次回で漸く戦闘です。ハンマー登場です。クマ将軍です。


現在の『キョウ』のステータス。


NAME:キョウ

RANK:―

ROLE:―

TRIBE:ヒューマン

HC:グリーン

MC:ブルー

STR:D-

DEX:D-

VIT:D-

INT:D-

AGI:D-

MND:D-

LUK:D+


以下用語説明。


NAME

対象の名前を表す項目。


RANK

対象のランクを表す項目。カンストはSSS+CSまで。


ROLE

対象の役割を示す項目。アタッカー(近距離戦闘役)、ディフェンダー(防御特化役)、シューター(遠距離戦闘役)、アシスタント(広範囲支援役)の四つがある。


TRIBE

対象の種族を示す項目。ヒューマン、エルフ、ドワーフ、ビースト等がある。


HC(HitColor)

対象の体力を色で表したもので、最高値であるグリーン、イエロー、レッドの順で変化し、最低値であるブラックに達すると戦闘不能になる。

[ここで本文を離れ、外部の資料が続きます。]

Issue #825, opened 2022-11-25
Update to Tendermint v0.37.0-rc1


james-chf:
Currently our Tendermint v0.37.x fork (`0.1.4-abciplus`) is based off of this commit - https://github.com/heliaxdev/tendermint/commit/0b58342a46b1917a40d506e48e87448dcc8b3131 (from 2022-08-31). We need to update our fork to be based on the more recent Tendermint v0.37-rc1 (https://github.com/tendermint/tendermint/releases/tag/v0.37.0-rc1). The way we do patching for our Tendermint dependencies is off as well, this can be fixed at the same time, and CI for our forks can also be cleaned up a bit (https://github.com/anoma/namada/issues/537).

First, making the patching saner:
- [x] create a `ledger-main` branch for `tendermint-rs`, using the `tendermint-rs` version used in namada v0.10.1
- [x] create a `ledger-main` branch for `ibc-rs` and pin it to `tendermint-rs` version used in namada v0.10.1 (https://github.com/heliaxdev/ibc-rs/pull/11)
- [x] create a `ledger-main` branch for `tower-abci` and pin it to `tendermint-rs` version used in namada v0.10.1 (https://github.com/heliaxdev/tower-abci/pull/6)
- [x] update `tendermint-v0.37-integration` to use revisions from the `ledger-main` branches of tendermint-rs/ibc-rs/tower-abci, for `0.1.4-abciplus` (https://github.com/anoma/namada/pull/827)

Then
- [x] integrate v0.37.0-rc1 changes for `tendermint-rs`(https://github.com/heliaxdev/tendermint-rs/pull/10) into `ledger-main`
- [x] integrate v0.37.0-rc1 changes for `ibc-rs`(https://github.com/heliaxdev/ibc-rs/pull/9) into `ledger-main`
- [x] integrate v0.37.0-rc1 changes for `tower-abci`(https://github.com/heliaxdev/tower-abci/pull/5) into `ledger-main`
- [x] update https://github.com/heliaxdev/tendermint `ledger-main` to be based on upstream `v0.37.0-rc1` (https://github.com/heliaxdev/tendermint/pull/213)

- [ ] update Namada `main` to use newer revisions from the `ledger-main` branches of tendermint-rs/ibc-rs/tower-abci, for `0.1.4-abciplus + v0.37.0-rc1` (being done directly in https://github.com/anoma/namada/pull/838)
[...]

PR #839, opened 2022-11-29
Build Tendermint v0.37-rc1 binaries in CI

james-chf:
Relates to https://github.com/anoma/namada/issues/825

Builds Tendermint v0.37.0-rc1 in CI, alongside the current one. We don't run tests against this new version of Tendermint yet.


tzemanovic:
will go to cometBFT

PR #1087, opened 2023-01-25
Ledger `--time` help

grarco:
More detailed help message

### DIFF
--- a/apps/src/lib/cli.rs
+++ b/apps/src/lib/cli.rs
@@ -1702,11 +1702,14 @@ pub mod args {
         }
 
         fn def(app: App) -> App {
-            app.arg(
-                NAMADA_START_TIME
-                    .def()
-                    .about("The start time of the ledger."),
-            )
+            app.arg(NAMADA_START_TIME.def().about(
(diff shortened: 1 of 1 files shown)


apps/src/lib/cli.rs
```diff
@@ -1702,11 +1702,14 @@ pub mod args {
...
-            app.arg(
-                NAMADA_START_TIME
-                    .def()
-                    .about("The start time of the ledger."),
-            )
+            app.arg(NAMADA_START_TIME.def().about(
+                "The start time of the ledger. Accepts a relaxed form of \
+                 RFC3339. A space or a 'T' are accepted as the separator \
+                 between the date and time parts. Additional spaces are \
+                 allowed between each component.\nAll of these examples are \
```
bengtlofgren, line 1709: LGTM; only suggestion would maybe be to either use "parts" or "components" in both sentences. Something like "... the date and time **components**" Eh LGTM otherwise.

bengtlofgren (approved):

bengtlofgren (dismissed):

PR #1093, opened 2023-01-27
Moving inner_tx from WrapperTx to Tx.

murisi:
The objective is to (with as little change as possible)  make Namada transactions signable on hardware constrained wallets by making them smaller. The approach to this taken in this branch is to replace inner transactions (amongst other objects) with their hashes, and then only attach the encrypted payloads at the top level.

More precisely, the following changes have been made:
* Replaced the transaction code field of `Tx` with a sum type that can either contain a hash or the literal code
* Removed the `inner_tx` field of `WrapperTx` leaving behind `tx_hash`
* Added an `inner_tx` field to `Tx` representing an attached encrypted inner transaction
* Added an `inner_tx_code` field to `Tx` representing an attached encrypted inner transaction code
* The ledger now decrypts and checks the attached `inner_tx` field against the `Wrapper::tx_hash` field
* The ledger now decrypts and checks the attached `inner_tx_code` field against the hash in the `Tx::code` field of the inner transaction

The implications of these changes are:
* Clients can now sign over either the full WASM code or a hash of it
* No encryption is required for/before the signing process (and hence on hardware wallets) because the signature for a `WrapperTx` is over the hash of an unencrypted `Tx`


murisi:
pls update wasm

murisi:
pls update wasm

core/src/types/internal.rs
```diff
@@ -48,12 +48,18 @@ impl From<bool> for HostEnvResult {
...
     /// A wrapper for `crate::types::transaction::WrapperTx` to conditionally
     /// add `has_valid_pow` flag for only used in testnets.
     #[derive(Debug, Clone, BorshDeserialize, BorshSerialize)]
     pub struct WrapperTxInQueue {
         /// Wrapper tx
         pub tx: crate::types::transaction::WrapperTx,
+        /// the encrypted payload
+        pub inner_tx: Option<EncryptedTx>,
+        /// the encrypted payload
+        pub inner_tx_code: Option<EncryptedTx>,
```
batconjurer, line 62: Given that this type can no also be code, maybe it should be renamed to something more generic. Maybe even just `Encrypted`.

apps/src/lib/node/ledger/shell/mod.rs
```diff
@@ -921,9 +922,16 @@ mod test_utils {
         /// Add a wrapper tx to the queue of txs to be decrypted
         /// in the current block proposal
         #[cfg(test)]
-        pub fn enqueue_tx(&mut self, wrapper: WrapperTx) {
+        pub fn enqueue_tx(
+            &mut self,
+            wrapper: WrapperTx,
+            inner_tx: Option<EncryptedTx>,
```
batconjurer, line 928: It is a leak of information here to indicate whether the inner tx contains data or code or not.

batconjurer (changes requested):

apps/src/lib/node/ledger/shell/mod.rs
murisi: If you're talking more generally about the `inner_tx: Option<EncryptedTx>` field of `Tx`, then I believe this isn't necessarily the case... For a valid transaction, the presence of a `WrapperTx` (with its mandatory `tx_hash: Hash` field) implies that the `inner_tx` field of its container is necessarily occupied by `Some(...)`. Hence for the current kinds of transactions we have, I think this information would already be known/be derivable.

The reason why `inner_tx: Option<EncryptedTx>` was given an option type was to allow hardware-constrained hardware wallets to receive abbreviated/truncated versions of transactions (without making more types) to sign over.

core/src/proto/types.rs
```diff
@@ -382,7 +471,67 @@ impl Tx {
...
+    ) -> Self {
+        let inner_tx = EncryptedTx::encrypt(&tx.to_bytes(), encryption_key);
+        self.inner_tx = Some(inner_tx);
+        self
+    }
+
+    /// Attach the given transaction code to this one. Useful when the inner_tx
+    /// field contains a Tx and its code field needs a witness.
+    #[cfg(feature = "ferveo-tpke")]
+    pub fn attach_inner_tx_code(
```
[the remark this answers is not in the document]
murisi: I checked and believe the encryption algorithm is probabilistic: running the encryption algorithm twice on the same message and key is giving different ciphertexts. Scanning through its code I see nonces and uses of `rng` in the cipher initialization.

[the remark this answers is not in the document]
batconjurer: Indeed, that seems to be the case.

apps/src/lib/node/ledger/shell/mod.rs
batconjurer: I see. Sounds reasonable

murisi:
pls restart ci

core/src/types/internal.rs
murisi: Just renamed `WrapperTxInQueue` to `TxInQueue` to represent that all 3 fields are included in  and are the main constituents of the `Tx` struct.

Fraccaman:
pls spawn devnet [anoma-devnet-0.13.0-zondax.toml,60,heliaxdev@1be9883,ON]

Fraccaman:
pls spawn devnet [anoma-devnet-0.13.0-zondax.toml,60,heliaxdev@1be9883,ON]

Fraccaman:
pls spawn devnet [anoma-devnet-0.13.0-zondax,60,heliaxdev@1be9883,ON]

Fraccaman:
pls spawn devnet [anoma-devnet-0.13.0-zondax,60,heliaxdev@1be9883,ON]

Fraccaman:
pls spawn devnet [anoma-devnet-0.13.0-zondax,60,heliaxdev@1be9883,ON]

murisi:
> @murisi would we still want to use this with the planned changes in #1255? I also see #1156, is that an alternative to this one?

Yes, that's the plan. I'm working on a branch that applies the proposal #1255 to this branch. If this idea works out, then this PR will be superseded/redundant. #1156 was the original approach to enabling hardware wallet signing and is now superseded/redundant. I've just closed it now.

変化の境が曖昧で当たり所が悪ければ例え弱い攻撃でもレッドになる場合もある。


MC(MagicColor)

対象の魔力を色で表したもので、最高値であるブルー、スカイブルー、ホワイトの順で透明になり、最低値であるクリアになると魔法を発動できず、一定確率で気絶してしまう。


STR(Strength)

力を意味する。ランクが高いと攻撃力が上がる。


DEX(Dexterity)

器用を意味する。ランクが高いと攻撃の命中率が上がる。


VIT(vitality)

生命力を意味する。ランクが高いと防御力が上がる。


INT(Intelligence)

知力を意味する。ランクが高いと魔法攻撃力が上がる。


AGI(Agility)

素早さを意味する。ランクが高いと回避力が上がる。


MND(Mind)

精神力を意味する。ランクが高いと魔法の耐性や威力が上がる。


LUK(Luck)

幸運を意味する。ランクが高いとアイテム獲得量が上がったり、レアなアイテムが出現したりする。それ以外にも様々な恩恵を貰える事がある。


ステータスランク

E-、E、E+、という順番で上がり最高値はSSS+CSカウンターストップ


Q.何故数値ではなくランク制にした?

A.ぶっちゃけ数値にすると計算がめんd『この発言は召されました』。